Bi-VLA: Vision-Language-Action Model-Based System for Bimanual Robotic Dexterous Manipulations
This research introduces the Bi-VLA (Vision-Language-Action) model, a novel system designed for bimanual robotic dexterous manipulations that seamlessly integrate vision, language understanding, and physical action. The system's functionality was evaluated through a set of household tasks, including the preparation of a desired salad upon human request. Bi-VLA demonstrates the ability to interpret complex human instructions, perceive and understand the visual context of ingredients, and execute precise bimanual actions to assemble the requested salad.
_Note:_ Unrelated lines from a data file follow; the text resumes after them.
PR #182, opened 2024-05-16
BUG FIX : Crash on Start

fdejean:
Weird bug that is not related to recent push but due to the database update.
Landing Page fetch some default recipe but they have been deleted.
The view model was wrongly coded to threw and error if a recipe is not found.
Replaced the threw with a Logging instead.

### DIFF
--- a/app/src/main/java/com/android/feedme/model/data/RecipeRepository.kt
+++ b/app/src/main/java/com/android/feedme/model/data/RecipeRepository.kt
@@ -102,6 +102,7 @@ class RecipeRepository(private val db: FirebaseFirestore) {
     db.collection(collectionPath)
         .whereGreaterThanOrEqualTo("title", query)
         .whereLessThan("title", query + "\uf8ff")
+        .limit(10)
         .get()
         .addOnSuccessListener {
           it.documents.map { recipeMap ->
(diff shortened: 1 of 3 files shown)


mche3kek:
You need to do a KTFMT format :)

fdejean:
The real bug is that the firestore document path name has been changed. Hence, the onFailure is called.

This occured when @0marwa @xrsula uploaded the reciped to the database.
Can you modify the database to have the correct path name ? 
@0marwa @xrsula thanks you :)

fdejean:
Another bug was found :
We exceed our quota extremely quickly with the new filled scraped recipes.
I think this is due to the search bar, as the query get "all the matching criteria" and does not limit the size.
Hence a query with "a" will get all the recipes containing an "a". 
Fix : added a limit close the query of the search bar

ohamz (approved):
Well done catching these bugs, and implementing safe measures for the moment until we fix them !

fdejean:
Well, the fix of the search was needed, but the thing that exceed our quota is simply 
- Using the firestore webpage make queries. Do not manually look for a recipe and scroll. 
Just loading the firestore /recipes make about 2k request....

Through a series of experiments, we evaluate the system's performance in terms of accuracy, efficiency, and adaptability to various salad recipes and human preferences. Our results indicate a high success rate of 100% in generating the correct executable code by the Language module from the user-requested tasks. The Vision Module achieved a success rate of 96.06% in detecting specific ingredients and an 83.4% success rate in detecting a list of multiple ingredients.